While she adjusts to her lonely new life, distressing news arrives via another servant. The former chief censor has been murdered in his cell, and as he died, he wrote the name “Gil-dong” in his own blood. Eun-jo dons Gil-dong’s attire and goes in search of answers. While evading the police, she slips and falls from a roof. She manages to throw Gil-dong’s mask and arrows into a well, but then something strange happens. Earlier, she and Yeol were each singled out (separately, on different occasions) by a young monk asking for alms, who gave them matching bracelets. Now, as Yeol sits in the palace and Eun-jo crouches by the well, the bracelets start to glow. Both fall unconscious… and wake in each other’s bodies.
I wasn’t sure what to make of this show after the first episode, but now I’m fully hooked. I’ll reserve judgment on whether the body-swap was a necessary addition until we see how it’s handled, but thematically, I think it could work. Most of these characters are already pretending to be someone other than they are, after all. Not least of which is Lord Im, who at times seems to fool even himself. We know that Eun-jo’s father, Lord Hong, was ousted from the court for rebuking the king. The small glimpse we get of that event implies that Lord Im was once on Lord Hong’s side, but threw him under the bus to save his own skin. The two are still friends, and Lord Im expresses remorse for how things went down, but I suspect he only wants to ease his own conscience. Which is why he’s relieved by how easy it is to convince Lord Hong to accept a teaching position far away instead of returning to court like the king wants. Lord Im gets Lord Hong out of the way, but also gets to keep his “friendship.”

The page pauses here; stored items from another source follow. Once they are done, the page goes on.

PR #1765, opened 2022-10-20
Fix rotated coordinate grids and `tas` and `pr` for CORDEX datasets

### LINKED ISSUE #1764: Dataset problem: CORDEX metadata issues
**Describe the dataset issue**
While @zklaus works on fixing grid issues with CORDEX datasets, there is also the need to add fixes for metadata issues or time coordinate issues in CORDEX datasets.

I will open a PR with the fixes that we noticed are needed so far.

FYI @pepcos @nhsavage 

**Assign the right people**
If you are already a member of the ESMValTool GitHub project, please assign Valeriu Predoi (valeriupredoi) and
Klaus Zimmermann (zklaus) to the issue. They will then check the issue raised and propagate it further to the
data model developers.

**Please attach**
  - Attach a text file with the output of `ncdump -h /path/to/file.nc`

Cheers :beer:

sloosvel:
## Description

This PR adds metadata fixes for CORDEX data, that may break the checker or the concatenation of historical+scenario data, as well as fixing a bug that prevented the loading of the X-hourly tables in the CORDEX project. It also solves issues with rotated coordinate grids using the [`py-cordex`](https://github.com/euro-cordex/py-cordex) package to access the correct grid information per each domain.

Closes #1764 

Link to documentation:

***

~- [ ] [🧪][2] and [🛠][1] [Documentation](https://docs.esmvaltool.org/projects/ESMValCore/en/latest/contributing.html#documentation) is available~
~- [ ] [🛠][1] Any changed [dependencies have been added or removed](https://docs.esmvaltool.org/projects/ESMValCore/en/latest/contributing.html#dependencies) correctly~

***


sloosvel:
Any news here? Or on the grid fixes for that matter? This seems to be getting stalled and we have work to do that requires this. Thanks!

esmvalcore/cmor/_fixes/cordex/mohc_hadgem2_es/smhi_rca4.py
```diff
@@ -0,0 +1,7 @@
+"""Fixes for rcm SMHI-RCA4 driven by MOHC-HadGEM2."""
```
pepcos, line 1:
```suggestion
"""Fixes for rcm SMHI-RCA4 driven by MOHC-HadGEM2-ES."""
```

esmvalcore/cmor/_fixes/cordex/mohc_hadgem2_es/mohc_hadrem3_ga7_05.py
```diff
@@ -0,0 +1,7 @@
+"""Fixes for rcm MOHC-HadREM3-GA7-05 driven by MOHC-HadGEM2."""
```
pepcos, line 1:
```suggestion
"""Fixes for rcm MOHC-HadREM3-GA7-05 driven by MOHC-HadGEM2-ES."""
```

sloosvel:
@ESMValGroup/esmvaltool-coreteam would anybody have time to review this? It's been one month and a half of no news :shrug: 

It looks like a lot but it's just a set of very basic data fixes. There is also a small fix that prevented the loading of the X-hourly tables. The most relevant part is that the coordinates for datasets in CORDEX that are in a rotated coord system are set according to the [grid specifications](https://cordex.org/wp-content/uploads/2012/11/CORDEX-domain-description_231015.pdf) that are stored in the external package `py-cordex`. This does not fix datasets in a Lambert Conformal systems.

For example there are several datasets defined in Europe that have wrong coordinates that set them in Africa. With this fix problems like that can be avoided because the grid information is substituted and the resulting coordinates after the fix are properly set in Europe.

image (1)


@remi-kazeroni this is relevant for IS-ENES as it covers the work that should have been delivered a year ago but no one cared to do.

I can provide a recipe to test once Levante is back from maintenance.

remi-kazeroni:
> @remi-kazeroni this is relevant for IS-ENES as it covers the work that should have been delivered a year ago but no one cared to do.
> 
> I can provide a recipe to test once Levante is back from maintenance.

@sloosvel, thanks a lot for picking that up and working on that! 👍  As I've no experience working with CORDEX data, I don't feel qualified to review this PR myself. @zklaus, since you were also involved in the IS-ENES3 task related to CORDEX, would you maybe have time to review this PR?

sloosvel:
>As I've no experience working with CORDEX data, I don't feel qualified to review this PR mysel

No worries! that should not be a problem! Most of these fixes don't require any knowledge in CORDEX data, they are just regular fixes that change metadata.

esmvalcore/cmor/_fixes/cordex/cordex_fixes.py
```diff
@@ -0,0 +1,168 @@
...
+        domain_info = cx.domain_info(data_domain)
+        for dim_coord in ['rlat', 'rlon']:
+            old_coord = cube.coord(domain[dim_coord].standard_name)
+            old_coord_dims = old_coord.cube_dims(cube)
+            points = domain[dim_coord].data
+            coord_system = iris.coord_systems.RotatedGeogCS(
+                grid_north_pole_latitude=domain_info['pollat'],
+                grid_north_pole_longitude=domain_info['pollon']
+            )
+            new_coord = iris.coords.DimCoord(
```
pepcos, line 112: It would be good to log the differences between the original grid and the pycordex one. Maybe we could raise an error for the time being when the differences are larger than a threshold of 10e-4 deg (~11km). The same for the geographical coords. We could later discuss how to tackle the grids that do not conform to the standards in an other pull request

esmvalcore/cmor/_fixes/cordex/cordex_fixes.py
```diff
@@ -0,0 +1,168 @@
...
+            bounds = domain[f'{aux_coord}_vertices'].data
+            new_coord = iris.coords.AuxCoord(
+                points,
+                var_name=aux_coord,
+                standard_name=domain[aux_coord].standard_name,
+                long_name=domain[aux_coord].long_name,
+                units=Unit(domain[aux_coord].units),
+                bounds=bounds
+            )
+            cube.add_aux_coord(new_coord, (1, 2))
```
pepcos, line 141: This will fail for fx variables such as areacella, since the axis would be 0 and 1.

esmvalcore/cmor/_fixes/cordex/cordex_fixes.py
```diff
@@ -0,0 +1,202 @@
...
+            new_coord = iris.coords.AuxCoord(
+                points,
+                var_name=aux_coord,
+                standard_name=domain[aux_coord].standard_name,
+                long_name=domain[aux_coord].long_name,
+                units=Unit(domain[aux_coord].units),
+                bounds=bounds
+            )
+            logger.info(old_coord.units)
+            self._check_grid_differences(old_coord, new_coord)
```
sloosvel, line 168: A value conversion for longitudes should be added before this check, because if the longitudes are given in different ranges, the check will report an error when it may not be the case

esmvalcore/cmor/_fixes/cordex/cordex_fixes.py
sloosvel: Done as well, I generalised the dimension values

esmvalcore/cmor/_fixes/cordex/cordex_fixes.py
pepcos: looks great to me

esmvalcore/cmor/_fixes/cordex/cordex_fixes.py
sloosvel: Actually this case only happens for one dataset and driver and I think the check is right to be raised, because the longitude values are quite wrong.

sloosvel:
Ok, tests are failing due to #1870, but I addressed all your comments @jcos. Here is a recipe to test the datasets that are being fixed in this PR, which are available in levante: 

[recipe_cordex.yml.txt](https://github.com/ESMValGroup/ESMValCore/files/10229321/recipe_cordex.yml.txt)

The datasets that are commented are the ones that have grid differences larger than the threshold that we added, which will make stop the run. Those datasets should be fixed in upcoming work.

pepcos (approved):
I've ran the recipe with the CORDEX data in levante and everything expected to work worked. As the lambert comformal grids are not yet supported I'd add a Warning saying so if such a grid is found in case another error arises after.

sloosvel:
Other than the tests failing due to #1765 , I would say this is ready. Anyone wants to double check @ESMValGroup/technical-lead-development-team ?

esmvalcore/cmor/_fixes/cordex/cordex_fixes.py
```diff
@@ -0,0 +1,205 @@
...
+            "points and standard %s domain points "
+            "for dataset %s and driver %s is: %s.",
+            new_coord.var_name,
+            self.extra_facets['domain'],
+            self.extra_facets['dataset'],
+            self.extra_facets['driver'],
+            str(diff)
+        )
+
+        if diff > 10e-4:
```
zklaus, line 116: I think we might want to have this threshold as a parameter. For different projections, the difference in real meters corresponding to the difference in projection units can be vastly different. Even when those projection units are "meters", which often then means "meters in the projection plane".

esmvalcore/cmor/_fixes/cordex/cordex_fixes.py
```diff
@@ -0,0 +1,205 @@
...
+            cube.remove_coord(old_coord)
+            points = domain[aux_coord].data
+            bounds = domain[f'{aux_coord}_vertices'].data
+            new_coord = iris.coords.AuxCoord(
+                points,
+                var_name=aux_coord,
+                standard_name=domain[aux_coord].standard_name,
+                long_name=domain[aux_coord].long_name,
+                units=Unit(domain[aux_coord].units),
+                bounds=bounds
```
zklaus, line 163:
```suggestion
                bounds=bounds,
```
Adding a comma here at the end will ensure that our auto formatter yapf doesn't mess it up in the future.

esmvalcore/cmor/_fixes/cordex/cordex_fixes.py
```diff
@@ -0,0 +1,205 @@
...
+        Returns
+        -------
+        iris.cube.CubeList
+
+        """
+        for cube in cubes:
+            coord_system = cube.coord_system()
+            if isinstance(coord_system, RotatedGeogCS):
+                self._fix_rotated_coords(cube)
+                self._fix_geographical_coords(cube)
```
zklaus, line 197: Since both use the same `domain` dataset, consider creating it here and passing it to the functions. Timing the creation of that dataset shows that it takes half a second, so not deadly, but longer then expected, particularly if used with a large number of datasets. Perhaps even consider adding a function for its creation with a cache, something like
```python
@lru_cache
def _get_domain(domain_name):
    return cx.cordex_domain(domain_name, add_vertices=True)
```
This you could use in both functions unmodified thanks to the cache. If you opt for this, don't forget to add the
```python
from functools import lru_cache
```
at the top.

esmvalcore/cmor/_fixes/cordex/cordex_fixes.py
```diff
@@ -0,0 +1,205 @@
...
+            if isinstance(coord_system, LambertConformal):
```
zklaus, line 198: Perhaps it would be better as an `elif`? In any case, I would suggest also adding an `else` branch to make sure other grids don't just fall through the cracks. This will allows us to search through the logs when someone complains.

esmvalcore/cmor/check.py
```diff
@@ -1081,6 +1081,8 @@ def _get_cmor_checker(table,
                 table, ', '.join(CMOR_TABLES)))
 
     cmor_table = CMOR_TABLES[table]
+    if table == 'CORDEX' and mip.endswith('hr'):
+        mip = mip.replace('hr', 'h')
```
zklaus, line 1085: Add short explanatory comment?

zklaus (commented):
I haven't looked at the fixes yet, but this looks great! Thanks for the work. I left a few minor comments and I have one more that I couldn't attach to any code:

Most `__init__.py` files have a short oneliner at the top, but `tests/integration/cmor/_fixes/cordex/__init__.py` is empty. Should we add the usual one-liner also there?

esmvalcore/cmor/_fixes/cordex/cordex_fixes.py
```diff
@@ -0,0 +1,205 @@
...
+        -------
+        iris.cube.CubeList
+
+        """
+        for cube in cubes:
+            if cube.coord('time').units.calendar == 'standard':
+                cube.coord('time').units = Unit(
+                    'days since 1850-1-1 00:00:00',
+                    calendar='proleptic_gregorian'
+                )
```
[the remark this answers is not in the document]
sloosvel: Because some files had standard calendars and some other proleptic gregorian and that broke the concatenation. The reference date was the same in that case, yes.

esmvalcore/cmor/_fixes/cordex/cordex_fixes.py
sloosvel: I am not sure what you fully mean here. With @pepcos we tested this value with -11 and -44 domains and the datasets that passed the checks were quite decent. In any case I would leave it like that for now and if we see that with that threshold we are allowing datasets that are not good enough maybe we can find a way to tune it.

esmvalcore/cmor/_fixes/cordex/cordex_fixes.py
sloosvel: Ok, I will move the domain retrieval out of the loop

esmvalcore/cmor/_fixes/cordex/cordex_fixes.py
sloosvel: Ok, will do

esmvalcore/cmor/_fixes/cordex/mohc_hadgem2_es/dmi_hirham5.py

In any case, there are a lot of layers to these characters and the conflicts between them. But there’s a lot of warmth between many of them, too: the obvious love between Eun-jo and her family, the sense of community between the townsfolk and Gil-dong, the rapport between the queen and the queen dowager, and Yeol’s strained but clearly affectionate relationship with his mother, to name a few. While I’m still on the fence about a few of them (especially Jae-yi), I’m excited to see where To My Beloved Thief takes them — and us.